Exercise directions: In the records below, find every line that contains "Allow" and list it.
[Opening Material for this exercise section]
PR #3127, opened 2021-07-22
feat(comms): tcp-only p2p protocol listener

sdbondi:
## Description

- Allow an optional "auxilary" TCP listener to be configured on the base
  node, in addition to the usual transport.
- Allow the SOCKS transport to have a set of addresses that "bypass" the
  SOCKS proxy and protocol, and instead directly connect using TCP.
- Configuration for base node and wallet are hooked up for these.
- Remove `ConnectionManagerEvent::Listen` and `ConnectionManagerEvent::ListenFailed`
  events. These are replaced by a simpler 'wait_until_listening' call in
  the connection manager handle that waits for both listeners.
- Add `[app].[network].auxilary_tcp_listener_address` config item
- Add `[app].[network].tor_proxy_bypass_addresses` config item

## Motivation and Context

Allow wallet and base node to communicate directly

image

wallet:
```toml
 # set local address in the UI, or as a seed here:
peer_seeds = ["f27a6ae0321b471d1f65988ded21c48dc57a71edebb936837db1302a91ddc122::/dns4/my-basenode/tcp/9998"]
# Because the tor transport still (correctly) uses the tor network for DNS/IP addresses, we have to explicitly list which addresses to bypass. 
tor_proxy_bypass_addresses = ["/dns4/my-basenode/tcp/9998"]
```

base node:
```toml
auxilary_tcp_listener_address = "/ip4/127.0.0.1/tcp/9998"
```

The config will need to be updated when #3121 is merged

## How Has This Been Tested?

- New connection manager unit test
- Tested using configured console wallet and base node

## Checklist:

### DIFF
--- a/applications/tari_app_utilities/src/utilities.rs
+++ b/applications/tari_app_utilities/src/utilities.rs
@@ -172,6 +172,7 @@ pub fn create_transport_type(config: &GlobalConfig) -> TransportType {
             tor_socks_config: tor_socks_address.map(|proxy_address| SocksConfig {
                 proxy_address,
                 authentication: tor_socks_auth.map(convert_socks_authentication).unwrap_or_default(),
+                proxy_bypass_addresses: vec![],
             }),
         },
         CommsTransport::TorHiddenService {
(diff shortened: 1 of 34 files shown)


stringhandler (dismissed):
utACK

stringhandler (approved):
[Closing Material for this exercise section]
Answer for the task:
- Allow an optional "auxilary" TCP listener to be configured on the base
- Allow the SOCKS transport to have a set of addresses that "bypass" the
Allow wallet and base node to communicate directly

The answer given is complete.